Just thought you would like to know.
congrats, you have been published, ROFL…

———- Forwarded message ———-
From:
Date: Thu, Mar 4, 2010 at 11:38 AM
Subject: Urban Dictionary – Self – Assification was published
To: tom*****##@gmail.com

Thanks for your definition of Self – Assification!

Editors reviewed your entry and have decided to publish it on urbandictionary.com.

It should appear on this page in the next few days:
http://www.urbandictionary.com/define.php?term=Self%20-%20Assification

Urban Dictionary

—–

Self – Assification

To make an ass out of yourself to get out of a horrible situation.

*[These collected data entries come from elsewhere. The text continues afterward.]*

PR #88, opened 2020-07-30
Improve build pipeline

bcheung:
Cleans up Makefile and runs the build container as non-root user.

### DIFF
--- a/.gitignore
+++ b/.gitignore
@@ -4,6 +4,10 @@
 # OSX trash
 .DS_Store
 
+# Intellij files
+*.iml
+.idea/
+
 # Vscode files
 .vscode
 
--- a/.travis.yml
+++ b/.travis.yml
@@ -1,4 +1,3 @@
-sudo: required
 services:
   - docker
 language: go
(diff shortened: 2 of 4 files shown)


.travis.yml
```diff
@@ -1,4 +1,3 @@
-sudo: required
```
anfernee, line 1: this is great!!

Makefile
```diff
@@ -42,22 +42,35 @@ ALL_ARCH := amd64 arm arm64 ppc64le
...
 
 IMAGE := $(REGISTRY)/$(BIN)-$(ARCH)
 
 BUILD_IMAGE ?= golang:1.14-alpine
 
+# Docker run command prefix
+DOCKER_RUN =  docker run                                                            \
+				--rm                                                                \
+				-u $$(id -u):$$(id -g)                                              \
+				-v "$$(pwd)/.go/.cache:/.cache"                                     \
```
anfernee, line 65: `$(CURDIR)`` as opposed to shelling out?

anfernee:
Look great. Can you also add `.PHONY` for all the non-file targets?

anfernee:
@lzang can you take a look?

.gitignore
```diff
@@ -4,6 +4,10 @@
 # OSX trash
 .DS_Store
 
+# Intellij files
```
lzang, line 7: Why do you have these files?

bcheung: These are just files that Intellij Goland IDE generates. (like the Vscode files)

PR #1323, opened 2023-01-27
Fix convert_panel_buffer_to_2d_array()

psavery:
The 2-value panel buffer represents the `x, y` directions in mm,
not in pixels.

So we need to convert these values to pixels first, and then we also needed
to fix an issue where the logic wouldn't work if the borders were 0. This
would result in the whole array being `False`. That is now fixed.

### DIFF
--- a/hexrd/ui/utils/__init__.py
+++ b/hexrd/ui/utils/__init__.py
@@ -482,12 +482,20 @@ def convert_panel_buffer_to_2d_array(panel):
         # Just make a panel buffer with all True values
         panel.panel_buffer = np.ones(panel.shape, dtype=np.bool)
     elif panel.panel_buffer.shape == (2,):
-        # The two integers are specifying the borders in x and y
-        borders = panel.panel_buffer.astype(int)
+        # The two floats are specifying the borders in mm for x and y.
+        # Convert to pixel borders. Swap x and y so we have i, j in pixels.
+        borders = np.round([
+            panel.panel_buffer[1] / panel.pixel_size_row,
+            panel.panel_buffer[0] / panel.pixel_size_col,
+        ]).astype(int)
 
         # Convert to array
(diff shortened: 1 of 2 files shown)


hexrd/ui/utils/__init__.py
```diff
@@ -482,12 +482,20 @@ def convert_panel_buffer_to_2d_array(panel):
...
         panel.panel_buffer = np.ones(panel.shape, dtype=np.bool)
     elif panel.panel_buffer.shape == (2,):
-        # The two integers are specifying the borders in x and y
-        borders = panel.panel_buffer.astype(int)
+        # The two floats are specifying the borders in mm for x and y.
+        # Convert to pixel borders. Swap x and y so we have i, j in pixels.
+        borders = np.round([
+            panel.panel_buffer[1] / panel.pixel_size_row,
+            panel.panel_buffer[0] / panel.pixel_size_col,
+        ]).astype(int)
```
saransh13, line 490: I need help understanding the logic of switching the order, but I trust your judgment.

saransh13 (approved):
Works for me too. We can merge these changes!

hexrd/ui/utils/__init__.py
psavery: So, for instance, in Cartesian coordinates, the `x` is from left to right. But if we convert that to pixels, the columns (`j`) is what is from left to right instead.

So when we go from `xy` => `ij`, we need to swap `x` and `y`. But I'm happy to verify this too.

psavery: Yes I just verified that this works as expected. For an example, I set the `x` panel buffer to roughly about 44% of the width of the panel. You can see that after using our conversion function to a 2D panel buffer, a large chunk from both the left and right side is `False`:

example

PR #1332, opened 2023-02-04
Only rerender stereo border when option changes

psavery:
If the user changes the option to show the stereo border, don't rerender the whole image. Only rerender the stereo border artist.


saransh13 (approved):
LGTM!

PR #1343, opened 2023-02-23
Parse the arguments within the main() method

psavery:
This makes it so that the argument parsing does not happen except in the `hexrdgui` entrypoint.

This is helpful for things like `pytest`, where we don't want HEXRDGUI to parse the `pytest` arguments.

It could also allow us to develop other scripts while skipping the arg parsing.


bnmajor (approved):
LGTM

PR #1349, opened 2023-03-01
Make sure the transform dialog uses the read_data path

### LINKED ISSUE #1335: Edit > Transform detector produces error

bnmajor:
This makes sure that no matter how the data is loaded (manually or via state file) all required attributes are correctly set in the ImageLoadManager.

The quickest way to pull off a self-assification? Making an ass of yourself. Faking a massive bowel movement.

“After being asked to clean the yard, I did some self – assification by telling them I had explosive diarrhea.”

Posted 3/4/2010 at 12:45 PM by Mastema71

Ahh, bar exam beaver. Mwhaha, I am so glad that I am not the only person who had to ponder the beaver naming this semester …. I think that 16 hours is to much on top of a full time job. Since my field of study is network security I was pondering the “bit beaver” ROFL!
This made my day, sorry that you had to incorporate self-assification ( I love this term), in order to save face in front of old man sack river.